You have to kick yourself over these a bit. A simple free(x) followed by using x is easy to spot and avoid.

A "get me this string from this XML object", and later "set this value in this XML object, which frees and reallocs and stores inside function" which causes previously fetched value to be now freed. Harder.

Show thread

Martin Uecker 2d ago

@revk @kicad Have you tried GCC's analyzer? It may catch some of those.

Show thread

RevK

2d ago

@uecker @kicad Interesting, no, I have not. Though gcc is damn good at spotting stuff (with all warning turned on) anyway.

Link?

Show thread

Martin Uecker 2d ago

@revk @kicad
It is not perfect and also increases compilation time, but it catches some stuff during compilation.
https://gcc.gnu.org/onlinedocs/gcc-15.2.0/gcc/Static-Analyzer-Options.html

Static Analyzer Options (Using the GNU Compiler Collection (GCC))

Show thread

RevK

2d ago

@uecker @kicad I will try it, and maybe add as default...

Wow, pretty

warning: use of possibly-NULL ‘FRAME.63.i’ where non-null expected [CWE-690] [-Wanalyzer-possible-null-argument]

OK that is impressive, it is based on a very long path after open_memstream returns NULL. Not going to happen in practice, but should have tested.

I appreciate the tip, this is something I should be doing definitely.

How did I miss that this existed. One error check for NULL open_memstream and it is now happy.

Show thread

RevK

2d ago

@uecker @kicad The logic trace was 264 lines long for this one error.

Tried on another program, and pretty much down to failure to check open_memstream can return NULL. But some others, so very useful.

FFS and yes, strdup could, in theory, return NULL, when computers did not have shit tons of RAM...

Could so with an "assume we won't run out of RAM" option 🙂

Show thread

RevK

2d ago

@uecker @kicad I suspect we need to use this to double check stuff, but so far the code I have checked only has extremely unlikely memory exhaustion related errors. Worth checking even if only to fatal abort, but not serious.

TBH we could do with compiler option to say "make all malloc/alloc failures fatal abort" these days. A lot of my code has a malloc wrapper that fatal aborts, but compiler makes use of some internally I think as do many system functions like open_memstream.

Show thread

RevK

2d ago

@uecker @kicad I am pretty sure this is an option on the ESP-IDF, and I probably have on by default.

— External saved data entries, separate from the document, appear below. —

PR #599, opened 2018-09-19
Verify commits: update allow-revsig list for expired key

harding:
@btcdrak's old key has expired, causing the verify-commits.sh script to fail and the website not to build normally.  Edit: this PR now updates the allow-revsig list as was indicated in https://github.com/bitcoin/bitcoin/pull/12822

~~This updates the trusted commit to point to the latest commit using that key so only subsequent commits are validated.  I believe the procedure is for people to check their own local repository and see if the new trusted commit id is a part of their copy of the master branch---even better if it's buried somewhere under a commit you PGP signed.~~

```text
user@devbco:~/bcco-master$ git show --show-signature 32b7869956e3a70025e32b69bab11fc262ef84d8
commit 32b7869956e3a70025e32b69bab11fc262ef84d8
gpg: Signature made Sat 16 Dec 2017 10:35:52 PM EST
gpg:                using RSA key C26B028A44F111A0
gpg: Good signature from "BtcDrak <btcdrak@gmail.com>" [unknown]
gpg: Note: This key has expired!
Primary key fingerprint: 912F D322 8387 123D C97E  0E57 D556 6241 A029 5FA9
     Subkey fingerprint: 8E75 26B0 B84F 2D55 8C5F  A39E C26B 028A 44F1 11A0
```

~~I'm just mimicking what was done [here](https://github.com/bitcoin/bitcoin/commit/7deba93bdc76616011a9f493cbc203d60084416f) and confirming that it resolves the problem with verify-commits.sh.  If there's a more appropriate solution, please let me know.~~

@MarcoFalke of the regular reviewers for this repository, you seem to have the best understanding of the github-merge.py/verify-commits.sh workflow, so your review would be especially appreciated.


MarcoFalke:
Separate from that it could make sense to run the check in travis (see https://github.com/bitcoin/bitcoin/blob/master/.travis/lint_06_script.sh#L23)

ken2812221:
Would it be better to follow bitcoin/bitcoin#12822?

MarcoFalke:
For me this seems like overkill. I am not objecting to fix it in that way, but it is mostly a waste of time to verify all commits down to the trusted root, when another commit (32b7869956e3a70025e32b69bab11fc262ef84d8, about one year old and signed off by all commiters after that day) is known to be verified, given that current master is verified. It is sufficient to verify commit 32b7869956e3a70025e32b69bab11fc262ef84d8 once and then never again. Everything else is just a waste of (compute) time.

Also note that a specially crafted merge commit can override all previous signatures except the one of the trusted root. So maybe bumping the trusted root is a good way to detect these, if they were not intentional.

harding:
1. Yeah, running the test in Travis is something I plan to PR as this expired key caused a recently-merged PR to not get automatically deployed to the website, a problem that we would've had a day to fix if we'd known about it earlier.

2. @ken2812221 thanks for referencing that PR, I hadn't seen that in my search for how upstream handles this situation.   Although both solutions seem fine to me, that seems like the official way we're supposed to handle revoked keys, so I'll revise this PR to use that solution.  (I agree with @MarcoFalke's logic, but I generally prefer to mirror upstream's policies in this repository for all cases where it applies reasonably well.)

harding:
As discussed above, this PR now puts the list of commits signed with BtcDrak's expired key into the allow-revsig-file so that their key-expiration warning is ignored (but those commits and signatures are otherwise checked).  The list was generated with the following command:

    git log --format="%G? %H" $(
      cat contrib/verify-commits/trusted-git-root
    )...HEAD 2>/dev/null | grep ^Y | sed 's/^Y //' \
    > contrib/verify-commits/allow-revsig-commits

This PR has an additional commit that updates the `gpg.sh` script to the lastest version from the upstream Bitcoin Core master branch to fix a bug with the allow-revsig-commits handing in the version in this repository.

With this change, I've verified that `verify-commits.sh`returns successfully.

nathsmaR:
Go

TheBlueMatt (approved):
Didn't check the allow-revsig-commits list but it doesn't matter much, the gpg.sh changes look like the ones from Bitcoin Core.

SatoshiNakamotogmx (approved):

PR #946, opened 2015-12-01
Update proxy_overload_recovery to handle indeterminism more gracefully.

JeetKunDoug:
- update `prepare` so that it waits for the vnode PID to change as it's
  possible that monitors haven't fired by the time we ask for a new one
- Update `drain` to require 3 consecutive 0 counts from a group of PIDs
  rather than draining individual processes or only trying once. The
  number 3 was determined empirically - read the comment above `drain`
  if it continues to cause issues.
- Rewrite `resume` to make sure things are drained properly before
  continuing.


jonmeredith:
+1 9551318edd3a94ea0a9a806bd8f69d1573fe3940

PR #948, opened 2015-12-01
Log PIDs by default for console output

nickelization:
We've run into a number of issues over time where errant processes hang
around and stomp on other tests, and without PIDs in the logging it can
be difficult or impossible to conclusively identify and debug these
kinds of problems.


JeetKunDoug:
This should resolve RIAK-2306

javajolt:
Works as advertised
:+1:

PR #951, opened 2015-12-02
RTS-531: Use some ts_util functions in ts_basic to avoid code duplication

javajolt:
In particular we want to leverage the retries in bucket-type activation


macintux:
:+1:

PR #952, opened 2015-12-03
Update test for new error message

macintux:


javajolt:
Even better suggestion: Could we pattern match on the error string? Or do we want to keep it static?

macintux:
I thought about that, but it seems unlikely to change at this point.

javajolt:
:+1: f313841

PR #953, opened 2015-12-06
include a stream_list_keys in ts_basic

hmmr:
RTS-697. Requires https://github.com/basho/riak_kv/pull/1291.

With changes in https://github.com/basho/riak_kv/pull/1291, ts_basic will have `riakc_ts:list_keys/3` scrapped and replaced by a wrapper around `riakc_ts:stream_list_keys/3`.

The wrapper works by repeatedly calling and collecting keys from the streaming version of list_keys until the required, known, number of keys is received. This becomes necessary because the streaming version, working asynchronously, takes some time to return the keys intended to be in the bucket.

### DIFF
--- a/bin/rtdev-setup-releases.sh
+++ b/bin/rtdev-setup-releases.sh
@@ -42,6 +42,10 @@ git init
 git config user.name "Riak Test"
 git config user.email "dev@basho.com"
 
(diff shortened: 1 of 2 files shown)


javajolt:
:+1:

PR #954, opened 2015-12-07
Test term_to_binary

macintux:
Copied `ts_basic` and added a toggle for native Erlang encoding.

See basho/riak_pb#171 (RIAK-1299) for more details


javajolt:
How about we just add this as another test step within `ts_basic`? Then we don't have the copy pasta

macintux:
That's reasonable. I'll rework this later.

javajolt:
:+1:

PR #955, opened 2015-12-08
Pause to allow delete_mode delay to function

macintux:
Key lists have historically included tombstones. In TS they have not because Andrei's code had to open each object to determine the key; with @jonmeredith's forthcoming changes, we can now reliably generate the key tuple without opening the object.

Because of this, we'll start seeing `ts_basic` failures because the list keys function still sees the deleted object because the tombstone has yet to be reaped. Introduce a small delay to allow reaping.


JeetKunDoug:
:+1: Saw failure w/o fixes with correct riak_kv branch, and passes several times with fixes

PR #959, opened 2015-12-15
check data overwrite

hmmr:
Check if the data can be overwritten.


javajolt:
@hmmr Can we work on breaking this test up?  Or at least create a second test with the sole purpose of overwriting data?

hmmr:
I will create a separate test module, just for that (but, having it also included in ts_mighty_basic wouldn't hurt).

javajolt:
Let's get it in so we at least have test coverage

javajolt:
:+1:

PR #962, opened 2015-12-18
Add new Time Series 1.1 Tests

javajolt:
These primarily cover aggregation, but also include arithmetic and the schema DESCRIBE function.


tests/ts_describe_table.erl
```diff
@@ -0,0 +1,40 @@
...
+%% Test basic aggregation functions
+
+confirm() ->
+    TestType = normal,
+    DDL = ts_util:get_ddl(),
+    Data = ts_util:get_valid_select_data(),
+    Qry = "DESCRIBE GeoCheckin",
+    Got = ts_util:ts_query(
+        ts_util:cluster_and_connect(single), TestType, DDL, Data, Qry),
+    Expected = some_table_description,
```
hmmr: This is what to expect from the query:
```
Expected =
        {[<<"Column">>,<<"Type">>,<<"Is Null">>,<<"Primary Key">>, <<"Local Key">>],
         [{<<"myfamily">>,<<"varchar">>,   false,  1,  1},
          {<<"myseries">>,<<"varchar">>,   false,  2,  2},
          {<<"time">>,    <<"timestamp">>, false,  3,  3},
          {<<"weather">>, <<"varchar">>,   false, [], []},
          {<<"temperature">>,<<"double">>, true,  [], []}]},
```

tests/ts_aggregation_math.erl
```diff
@@ -0,0 +1,65 @@
...
+%% Unless required by applicable law or agreed to in writing,
+%% software distributed under the License is distributed on an
+%% "AS IS" BASIS, WITHOUT WARRANTIES OR CONDITIONS OF ANY
+%% KIND, either express or implied.  See the License for the
+%% specific language governing permissions and limitations
+%% under the License.
+%%
+%% -------------------------------------------------------------------
+
+-module(ts_aggregation_math).
```
andytill: It is written maths :)

javajolt: Silly 'muricans and our inability to spell

javajolt:
@hmmr How does it look now? It passes, BTW. The other tests will fail until Gordon is ready, but would like to get them in place so we can tweak to pass.

PR #964, opened 2015-12-19
new module to check fields are defined in order they appear in keys

hmmr:
RTS-786.

Depends on https://github.com/basho/riak_ql/pull/71.


hmmr:
This issue is covered by a eunit test, which means it is bound to pass. Closing.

However, I appreciate the tip, and will be using it.

Show thread

Martin Uecker 2d ago

@revk @kicad I agree, I also use such wrappers. I run the analyzer as part of CI, occasionally it catches sometimes but it is also often a false positive. I would be interested if it would have detected the use-after-free.

Show thread

Martin Uecker 2d ago

@revk @kicad You may also want to try with LTO.

Show thread

RevK

@uecker @kicad ? LTO?

Show thread

Martin Uecker 2d ago

@revk @kicad link-time optimization -flto

Show thread

RevK

2d ago

@uecker @kicad Ah, now, I think we have been working on that. Less useful maybe for generic linux code? I hope.

But for embedded code...

We have found that some link time optimisation related to placement of code on cache line boundaries and offsets can make an amazing difference in runtime performance. And improved build to build consistency.

To get close to understanding this we had to already have a huge test platform to performance test the code in many ways.

Yes, fun stuff.

Show thread

RevK

2d ago

@uecker @kicad So like the FB2900 can manage around 850Mb/s traffic, or more, but get the link wrong and it is 600Mb/s or worse.

Mental, and we found the default build could be very random between the two. Some releases were oddly slower.

So my engineers have been optimising LTO against test systems so we can consistently deliver towards the higher end.

Nice we have the option, to be honest.